◆ **What to work on**
Only the lines from the one containing "PR #318, opened 2017-07-20" through the one containing "# replace myself" should be printed, exactly as they appear below, with both ends included.

(Study material)

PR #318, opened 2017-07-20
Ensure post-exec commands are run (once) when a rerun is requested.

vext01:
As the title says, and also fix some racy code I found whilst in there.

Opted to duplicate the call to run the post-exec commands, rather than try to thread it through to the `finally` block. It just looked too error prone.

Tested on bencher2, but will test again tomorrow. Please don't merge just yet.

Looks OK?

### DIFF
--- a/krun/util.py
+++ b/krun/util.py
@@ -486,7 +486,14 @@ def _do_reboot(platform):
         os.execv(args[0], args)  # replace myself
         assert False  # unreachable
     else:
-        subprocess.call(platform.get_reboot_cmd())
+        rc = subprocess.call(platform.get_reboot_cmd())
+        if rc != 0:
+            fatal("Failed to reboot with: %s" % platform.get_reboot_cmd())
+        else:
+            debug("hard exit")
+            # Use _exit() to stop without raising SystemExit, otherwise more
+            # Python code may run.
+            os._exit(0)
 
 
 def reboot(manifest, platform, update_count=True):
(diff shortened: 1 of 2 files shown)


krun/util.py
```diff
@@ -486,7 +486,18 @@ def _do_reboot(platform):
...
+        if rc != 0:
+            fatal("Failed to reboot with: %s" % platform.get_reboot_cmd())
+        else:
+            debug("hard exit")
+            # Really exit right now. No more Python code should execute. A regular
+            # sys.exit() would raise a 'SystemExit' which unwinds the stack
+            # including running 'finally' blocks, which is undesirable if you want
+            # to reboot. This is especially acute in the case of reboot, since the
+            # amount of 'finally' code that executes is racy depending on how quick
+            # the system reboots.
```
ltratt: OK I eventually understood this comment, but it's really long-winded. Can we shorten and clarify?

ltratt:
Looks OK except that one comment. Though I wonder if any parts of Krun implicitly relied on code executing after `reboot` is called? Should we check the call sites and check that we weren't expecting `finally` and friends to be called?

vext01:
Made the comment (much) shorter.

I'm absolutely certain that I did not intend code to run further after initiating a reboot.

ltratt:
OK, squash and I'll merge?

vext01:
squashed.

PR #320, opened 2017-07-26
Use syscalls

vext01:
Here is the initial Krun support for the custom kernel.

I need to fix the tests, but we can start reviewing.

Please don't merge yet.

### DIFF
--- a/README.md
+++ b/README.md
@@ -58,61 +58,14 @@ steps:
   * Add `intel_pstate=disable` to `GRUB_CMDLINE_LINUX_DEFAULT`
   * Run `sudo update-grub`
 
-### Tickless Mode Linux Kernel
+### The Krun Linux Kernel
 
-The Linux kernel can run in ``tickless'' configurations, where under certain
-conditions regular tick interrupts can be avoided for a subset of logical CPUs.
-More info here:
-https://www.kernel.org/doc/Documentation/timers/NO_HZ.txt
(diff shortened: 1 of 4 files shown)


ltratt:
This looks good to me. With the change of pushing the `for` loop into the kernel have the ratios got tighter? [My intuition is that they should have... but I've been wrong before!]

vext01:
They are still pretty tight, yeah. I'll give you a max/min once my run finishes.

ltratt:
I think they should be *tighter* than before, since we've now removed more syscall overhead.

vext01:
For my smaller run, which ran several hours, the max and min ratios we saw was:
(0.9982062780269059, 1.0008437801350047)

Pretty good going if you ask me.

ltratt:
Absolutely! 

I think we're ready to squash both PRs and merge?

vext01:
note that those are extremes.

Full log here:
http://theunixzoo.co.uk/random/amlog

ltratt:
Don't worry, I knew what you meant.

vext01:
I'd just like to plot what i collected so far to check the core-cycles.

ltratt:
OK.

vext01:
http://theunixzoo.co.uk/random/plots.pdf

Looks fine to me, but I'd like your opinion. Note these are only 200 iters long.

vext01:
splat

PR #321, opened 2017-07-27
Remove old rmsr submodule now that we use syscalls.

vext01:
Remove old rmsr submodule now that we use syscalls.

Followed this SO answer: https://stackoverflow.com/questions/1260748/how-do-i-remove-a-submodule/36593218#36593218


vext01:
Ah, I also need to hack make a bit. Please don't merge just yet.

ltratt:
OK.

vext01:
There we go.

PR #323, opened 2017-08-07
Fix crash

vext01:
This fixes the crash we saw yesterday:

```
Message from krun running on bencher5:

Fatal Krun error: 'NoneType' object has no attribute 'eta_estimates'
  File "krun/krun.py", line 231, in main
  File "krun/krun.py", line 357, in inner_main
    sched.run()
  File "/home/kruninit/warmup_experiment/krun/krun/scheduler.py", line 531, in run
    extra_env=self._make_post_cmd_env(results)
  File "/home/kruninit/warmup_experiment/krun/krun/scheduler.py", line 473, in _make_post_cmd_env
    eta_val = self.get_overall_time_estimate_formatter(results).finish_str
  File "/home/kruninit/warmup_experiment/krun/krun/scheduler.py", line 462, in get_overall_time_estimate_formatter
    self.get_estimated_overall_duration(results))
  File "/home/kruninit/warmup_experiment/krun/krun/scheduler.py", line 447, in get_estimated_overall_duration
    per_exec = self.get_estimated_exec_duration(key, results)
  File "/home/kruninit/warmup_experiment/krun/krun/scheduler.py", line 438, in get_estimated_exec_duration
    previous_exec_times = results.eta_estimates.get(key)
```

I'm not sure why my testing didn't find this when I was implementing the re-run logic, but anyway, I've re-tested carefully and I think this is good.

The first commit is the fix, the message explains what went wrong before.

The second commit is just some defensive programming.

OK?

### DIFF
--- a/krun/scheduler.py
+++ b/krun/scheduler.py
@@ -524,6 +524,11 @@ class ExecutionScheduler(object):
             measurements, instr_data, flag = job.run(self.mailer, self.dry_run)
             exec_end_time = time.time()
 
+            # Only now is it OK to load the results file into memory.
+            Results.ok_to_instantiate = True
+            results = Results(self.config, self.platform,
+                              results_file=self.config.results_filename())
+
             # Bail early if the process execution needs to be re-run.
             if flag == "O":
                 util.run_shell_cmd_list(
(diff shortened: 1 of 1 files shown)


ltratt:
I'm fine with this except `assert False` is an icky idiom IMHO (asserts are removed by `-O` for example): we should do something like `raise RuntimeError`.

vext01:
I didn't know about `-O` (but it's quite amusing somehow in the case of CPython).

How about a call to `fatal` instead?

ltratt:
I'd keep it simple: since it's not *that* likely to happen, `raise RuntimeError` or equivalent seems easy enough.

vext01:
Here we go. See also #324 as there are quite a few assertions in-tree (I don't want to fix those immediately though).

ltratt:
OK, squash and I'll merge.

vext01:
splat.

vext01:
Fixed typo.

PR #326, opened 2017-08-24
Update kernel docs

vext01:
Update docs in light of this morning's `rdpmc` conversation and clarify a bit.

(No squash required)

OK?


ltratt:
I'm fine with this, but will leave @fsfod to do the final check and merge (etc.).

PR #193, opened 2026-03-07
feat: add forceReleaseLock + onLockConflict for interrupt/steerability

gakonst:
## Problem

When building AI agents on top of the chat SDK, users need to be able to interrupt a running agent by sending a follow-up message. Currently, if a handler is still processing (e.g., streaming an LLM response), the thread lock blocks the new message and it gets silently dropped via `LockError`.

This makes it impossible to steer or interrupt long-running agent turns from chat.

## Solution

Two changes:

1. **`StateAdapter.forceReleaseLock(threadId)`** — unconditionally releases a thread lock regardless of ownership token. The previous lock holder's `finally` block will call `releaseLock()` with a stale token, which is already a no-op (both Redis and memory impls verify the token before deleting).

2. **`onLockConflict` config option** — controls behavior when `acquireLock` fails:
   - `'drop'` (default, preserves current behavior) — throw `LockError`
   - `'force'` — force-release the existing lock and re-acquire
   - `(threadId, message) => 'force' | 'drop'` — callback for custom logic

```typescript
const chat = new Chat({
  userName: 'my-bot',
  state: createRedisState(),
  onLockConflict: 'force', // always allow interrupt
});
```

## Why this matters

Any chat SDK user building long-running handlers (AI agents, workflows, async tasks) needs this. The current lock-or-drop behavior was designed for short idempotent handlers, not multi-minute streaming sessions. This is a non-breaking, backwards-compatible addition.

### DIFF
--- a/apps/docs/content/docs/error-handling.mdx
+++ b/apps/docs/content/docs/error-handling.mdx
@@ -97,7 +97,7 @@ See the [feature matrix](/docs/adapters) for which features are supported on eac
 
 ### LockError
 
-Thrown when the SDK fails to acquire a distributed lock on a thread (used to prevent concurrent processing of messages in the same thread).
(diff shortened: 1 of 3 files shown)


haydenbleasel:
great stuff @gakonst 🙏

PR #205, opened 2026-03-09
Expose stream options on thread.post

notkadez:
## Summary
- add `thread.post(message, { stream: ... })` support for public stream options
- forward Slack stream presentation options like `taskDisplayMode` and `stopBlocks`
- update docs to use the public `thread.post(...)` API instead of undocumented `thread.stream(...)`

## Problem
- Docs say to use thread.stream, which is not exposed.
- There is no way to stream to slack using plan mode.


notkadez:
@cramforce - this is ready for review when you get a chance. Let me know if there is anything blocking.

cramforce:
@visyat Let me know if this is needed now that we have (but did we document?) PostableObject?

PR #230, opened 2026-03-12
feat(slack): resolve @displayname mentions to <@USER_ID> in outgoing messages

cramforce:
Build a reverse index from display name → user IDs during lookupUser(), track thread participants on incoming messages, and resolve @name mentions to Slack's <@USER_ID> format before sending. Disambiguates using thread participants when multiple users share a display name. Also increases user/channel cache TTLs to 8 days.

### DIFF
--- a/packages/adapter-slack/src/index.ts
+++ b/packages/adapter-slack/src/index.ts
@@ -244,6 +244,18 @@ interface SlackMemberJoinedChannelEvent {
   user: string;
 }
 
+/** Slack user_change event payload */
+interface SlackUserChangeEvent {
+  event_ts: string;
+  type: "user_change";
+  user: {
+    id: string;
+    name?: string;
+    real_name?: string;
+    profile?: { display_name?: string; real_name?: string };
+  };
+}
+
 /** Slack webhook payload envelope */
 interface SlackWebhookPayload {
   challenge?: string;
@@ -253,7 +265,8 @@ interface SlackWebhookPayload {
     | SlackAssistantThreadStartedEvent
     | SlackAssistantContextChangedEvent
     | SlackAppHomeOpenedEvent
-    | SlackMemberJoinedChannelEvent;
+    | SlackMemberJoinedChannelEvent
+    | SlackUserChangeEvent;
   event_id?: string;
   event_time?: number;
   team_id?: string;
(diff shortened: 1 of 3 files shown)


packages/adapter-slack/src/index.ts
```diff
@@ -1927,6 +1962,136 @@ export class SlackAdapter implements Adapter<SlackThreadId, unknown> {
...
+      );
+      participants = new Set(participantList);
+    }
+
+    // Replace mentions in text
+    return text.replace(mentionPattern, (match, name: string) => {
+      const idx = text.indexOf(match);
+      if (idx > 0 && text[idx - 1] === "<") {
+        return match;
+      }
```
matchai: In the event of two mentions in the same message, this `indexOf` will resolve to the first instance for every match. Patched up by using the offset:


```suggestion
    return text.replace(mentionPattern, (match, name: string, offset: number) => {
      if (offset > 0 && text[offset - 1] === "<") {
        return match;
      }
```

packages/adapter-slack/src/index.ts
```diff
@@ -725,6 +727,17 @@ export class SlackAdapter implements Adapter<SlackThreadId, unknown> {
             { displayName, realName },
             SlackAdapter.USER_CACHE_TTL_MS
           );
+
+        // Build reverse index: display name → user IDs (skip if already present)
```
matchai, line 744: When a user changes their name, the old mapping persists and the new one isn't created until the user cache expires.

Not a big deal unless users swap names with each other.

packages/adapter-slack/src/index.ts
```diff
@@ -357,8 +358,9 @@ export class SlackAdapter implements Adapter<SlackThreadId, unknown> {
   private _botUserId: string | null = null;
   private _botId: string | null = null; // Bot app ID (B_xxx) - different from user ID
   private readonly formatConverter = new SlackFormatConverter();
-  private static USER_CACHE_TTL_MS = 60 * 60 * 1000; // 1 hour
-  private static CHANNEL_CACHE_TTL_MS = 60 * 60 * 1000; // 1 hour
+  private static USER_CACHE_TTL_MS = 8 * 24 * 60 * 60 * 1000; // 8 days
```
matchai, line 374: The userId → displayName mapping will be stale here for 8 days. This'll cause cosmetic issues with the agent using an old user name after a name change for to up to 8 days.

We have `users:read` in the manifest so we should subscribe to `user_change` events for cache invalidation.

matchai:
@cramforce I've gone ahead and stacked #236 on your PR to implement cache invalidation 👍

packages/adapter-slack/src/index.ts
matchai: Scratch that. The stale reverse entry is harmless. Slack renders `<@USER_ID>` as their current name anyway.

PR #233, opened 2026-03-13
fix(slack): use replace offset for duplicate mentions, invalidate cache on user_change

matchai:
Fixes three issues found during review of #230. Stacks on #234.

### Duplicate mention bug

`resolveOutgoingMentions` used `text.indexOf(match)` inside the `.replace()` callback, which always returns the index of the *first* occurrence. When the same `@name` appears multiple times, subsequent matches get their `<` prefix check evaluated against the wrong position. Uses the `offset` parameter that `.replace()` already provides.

(End Study material)
(Study material)

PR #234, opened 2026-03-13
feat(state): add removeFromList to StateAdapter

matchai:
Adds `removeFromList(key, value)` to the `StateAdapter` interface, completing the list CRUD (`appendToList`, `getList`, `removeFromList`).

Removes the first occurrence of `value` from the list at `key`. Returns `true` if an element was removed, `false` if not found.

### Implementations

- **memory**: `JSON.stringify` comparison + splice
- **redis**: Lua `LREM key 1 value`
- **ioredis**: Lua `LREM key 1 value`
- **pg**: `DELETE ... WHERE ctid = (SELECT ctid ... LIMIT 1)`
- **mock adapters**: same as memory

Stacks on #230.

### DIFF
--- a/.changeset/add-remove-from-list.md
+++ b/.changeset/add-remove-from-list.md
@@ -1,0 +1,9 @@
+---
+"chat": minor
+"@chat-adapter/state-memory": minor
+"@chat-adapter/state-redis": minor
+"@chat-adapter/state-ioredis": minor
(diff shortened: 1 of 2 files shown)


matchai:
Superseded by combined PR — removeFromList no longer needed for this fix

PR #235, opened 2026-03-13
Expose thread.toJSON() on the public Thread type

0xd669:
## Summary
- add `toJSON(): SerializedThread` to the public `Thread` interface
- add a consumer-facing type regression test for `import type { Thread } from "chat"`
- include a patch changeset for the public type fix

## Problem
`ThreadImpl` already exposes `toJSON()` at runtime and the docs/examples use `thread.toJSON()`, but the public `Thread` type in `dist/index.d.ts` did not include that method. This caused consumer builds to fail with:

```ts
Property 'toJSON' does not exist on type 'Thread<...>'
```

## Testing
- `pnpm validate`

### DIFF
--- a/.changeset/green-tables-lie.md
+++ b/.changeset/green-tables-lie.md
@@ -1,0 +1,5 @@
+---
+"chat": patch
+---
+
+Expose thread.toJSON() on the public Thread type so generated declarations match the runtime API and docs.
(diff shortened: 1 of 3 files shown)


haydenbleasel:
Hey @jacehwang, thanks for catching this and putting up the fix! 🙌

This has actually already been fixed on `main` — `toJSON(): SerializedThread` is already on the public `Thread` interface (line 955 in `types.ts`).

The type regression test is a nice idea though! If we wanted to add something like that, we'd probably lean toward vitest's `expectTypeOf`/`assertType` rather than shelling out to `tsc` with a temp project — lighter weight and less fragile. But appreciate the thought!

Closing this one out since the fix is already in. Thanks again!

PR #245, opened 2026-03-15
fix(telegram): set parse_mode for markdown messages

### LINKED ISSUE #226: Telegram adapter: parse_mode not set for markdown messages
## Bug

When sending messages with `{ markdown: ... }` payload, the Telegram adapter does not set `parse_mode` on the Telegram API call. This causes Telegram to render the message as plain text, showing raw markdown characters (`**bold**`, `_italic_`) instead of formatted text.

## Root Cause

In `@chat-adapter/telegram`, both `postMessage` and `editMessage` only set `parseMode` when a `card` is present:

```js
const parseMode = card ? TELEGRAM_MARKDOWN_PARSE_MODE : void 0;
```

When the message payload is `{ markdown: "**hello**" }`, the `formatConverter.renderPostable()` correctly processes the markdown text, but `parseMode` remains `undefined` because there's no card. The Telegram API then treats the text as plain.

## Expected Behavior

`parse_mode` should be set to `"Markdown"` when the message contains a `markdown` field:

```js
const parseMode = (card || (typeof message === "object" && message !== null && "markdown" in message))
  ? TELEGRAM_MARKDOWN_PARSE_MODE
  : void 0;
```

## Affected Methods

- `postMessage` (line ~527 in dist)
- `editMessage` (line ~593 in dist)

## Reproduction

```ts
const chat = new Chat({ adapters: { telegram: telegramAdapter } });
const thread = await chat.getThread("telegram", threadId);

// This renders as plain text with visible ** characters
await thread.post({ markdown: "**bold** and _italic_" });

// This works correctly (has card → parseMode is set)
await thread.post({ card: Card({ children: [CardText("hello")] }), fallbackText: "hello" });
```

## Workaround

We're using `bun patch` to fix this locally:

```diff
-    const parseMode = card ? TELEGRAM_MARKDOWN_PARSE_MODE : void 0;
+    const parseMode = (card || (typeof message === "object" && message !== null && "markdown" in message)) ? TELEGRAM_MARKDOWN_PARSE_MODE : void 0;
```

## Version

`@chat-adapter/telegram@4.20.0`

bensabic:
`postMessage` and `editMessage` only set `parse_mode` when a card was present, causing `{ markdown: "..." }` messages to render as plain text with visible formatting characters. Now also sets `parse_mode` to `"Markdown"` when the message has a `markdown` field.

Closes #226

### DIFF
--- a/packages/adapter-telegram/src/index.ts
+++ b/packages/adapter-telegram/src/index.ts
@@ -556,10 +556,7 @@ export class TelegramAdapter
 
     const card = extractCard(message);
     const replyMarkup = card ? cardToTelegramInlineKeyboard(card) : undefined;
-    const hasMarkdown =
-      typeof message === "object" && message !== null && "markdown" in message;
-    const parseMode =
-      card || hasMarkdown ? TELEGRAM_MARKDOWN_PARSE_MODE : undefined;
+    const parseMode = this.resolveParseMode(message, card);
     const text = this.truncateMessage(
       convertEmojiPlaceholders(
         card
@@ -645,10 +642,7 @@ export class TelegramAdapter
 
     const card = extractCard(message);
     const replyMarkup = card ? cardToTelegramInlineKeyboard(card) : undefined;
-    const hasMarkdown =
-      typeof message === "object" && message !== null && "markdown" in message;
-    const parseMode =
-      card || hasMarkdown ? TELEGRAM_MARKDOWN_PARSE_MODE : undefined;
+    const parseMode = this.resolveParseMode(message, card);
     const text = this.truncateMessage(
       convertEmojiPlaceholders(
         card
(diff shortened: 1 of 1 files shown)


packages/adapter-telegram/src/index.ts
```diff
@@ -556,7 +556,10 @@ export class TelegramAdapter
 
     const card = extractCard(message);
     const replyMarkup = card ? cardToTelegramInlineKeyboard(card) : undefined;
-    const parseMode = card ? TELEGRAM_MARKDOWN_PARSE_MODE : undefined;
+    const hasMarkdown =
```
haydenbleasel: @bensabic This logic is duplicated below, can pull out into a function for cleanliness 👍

(End Study material)
(Study material)

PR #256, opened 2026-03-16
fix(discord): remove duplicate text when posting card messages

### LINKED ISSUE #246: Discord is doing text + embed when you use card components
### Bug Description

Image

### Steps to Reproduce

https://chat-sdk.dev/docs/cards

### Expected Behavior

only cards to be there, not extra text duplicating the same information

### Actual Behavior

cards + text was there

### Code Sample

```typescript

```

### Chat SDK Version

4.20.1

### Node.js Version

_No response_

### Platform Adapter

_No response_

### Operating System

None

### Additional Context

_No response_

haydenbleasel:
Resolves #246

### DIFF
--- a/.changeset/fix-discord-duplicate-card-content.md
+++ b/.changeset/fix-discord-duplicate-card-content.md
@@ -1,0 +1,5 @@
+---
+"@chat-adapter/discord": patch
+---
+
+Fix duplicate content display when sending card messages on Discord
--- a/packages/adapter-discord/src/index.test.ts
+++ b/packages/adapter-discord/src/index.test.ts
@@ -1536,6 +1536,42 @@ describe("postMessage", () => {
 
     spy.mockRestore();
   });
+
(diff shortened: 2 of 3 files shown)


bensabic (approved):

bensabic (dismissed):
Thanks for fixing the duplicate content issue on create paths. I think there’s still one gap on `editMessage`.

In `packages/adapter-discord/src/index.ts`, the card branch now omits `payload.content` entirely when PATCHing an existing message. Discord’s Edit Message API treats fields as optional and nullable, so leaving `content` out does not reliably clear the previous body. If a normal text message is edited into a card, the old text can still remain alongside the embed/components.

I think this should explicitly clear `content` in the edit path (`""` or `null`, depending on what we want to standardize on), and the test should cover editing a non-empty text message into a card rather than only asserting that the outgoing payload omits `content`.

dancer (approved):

(End Study material)

◆ **Response**
PR #318, opened 2017-07-20
Ensure post-exec commands are run (once) when a rerun is requested.

vext01:
As the title says, and also fix some racy code I found whilst in there.

Opted to duplicate the call to run the post-exec commands, rather than try to thread it through to the `finally` block. It just looked too error prone.

Tested on bencher2, but will test again tomorrow. Please don't merge just yet.

Looks OK?

### DIFF
--- a/krun/util.py
+++ b/krun/util.py
@@ -486,7 +486,14 @@ def _do_reboot(platform):
         os.execv(args[0], args)  # replace myself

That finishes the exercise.